Records contained in a dataset:
[Start of Attachment]

Issue #1828, opened 2022-09-15
feature(v2): Improve progress bar


erezrokah:
It took me a bit of time to understand that the left counter is total number of resources and the right one is the rate and that's the reason it's decreasing:

https://user-images.githubusercontent.com/26760571/190433528-fe0e3e20-28f2-442d-8735-5ef06fdc0150.mov

I suggest we drop the rate as I don't think it adds much value, and also remove the empty `/-` which I assume should be the total number (that we don't know in advance)

yevgenypats:
This is done.

erezrokah:
Let's discuss this a bit more. I don't think it's done as we still show unrelated information in the counter:
![image](https://user-images.githubusercontent.com/26760571/194744570-7a139535-a588-48f7-9616-1d0d35d66b6d.png)

See the additional `/-` (977 out of something) in the progress.

Removing the `/-` was also suggested in https://github.com/cloudquery/cloudquery/pull/2163

yevgenypats:
I do like the `resource/sec` as it helps understand if the plugin is stuck on slow resources - I don't think we should remove extra information.

Regarding the `977/-` I think it's a nit and it is useful in some sense that we cannot now how much resources there are.
I would say we can def improve it but it is a low priority because we had bunch of issues with the old implementation and it had bigger issues like my terminal stopped working after every run and I had to revert - https://github.com/cloudquery/cloudquery/pull/2089

erezrokah:
Sure so let's close as won't fix due to low priority

PR #2089, opened 2022-09-26
feat: Remove spinner

yevgenypats:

[End of Attachment]

* [Assignment]: Your output should be an exact copy of every line from the one containing "I do like the" through the end of the records.

* [Exercise solution]:
I do like the `resource/sec` as it helps understand if the plugin is stuck on slow resources - I don't think we should remove extra information.

Regarding the `977/-` I think it's a nit and it is useful in some sense that we cannot now how much resources there are.
I would say we can def improve it but it is a low priority because we had bunch of issues with the old implementation and it had bigger issues like my terminal stopped working after every run and I had to revert - https://github.com/cloudquery/cloudquery/pull/2089

erezrokah:
Sure so let's close as won't fix due to low priority

PR #2089, opened 2022-09-26
feat: Remove spinner

yevgenypats:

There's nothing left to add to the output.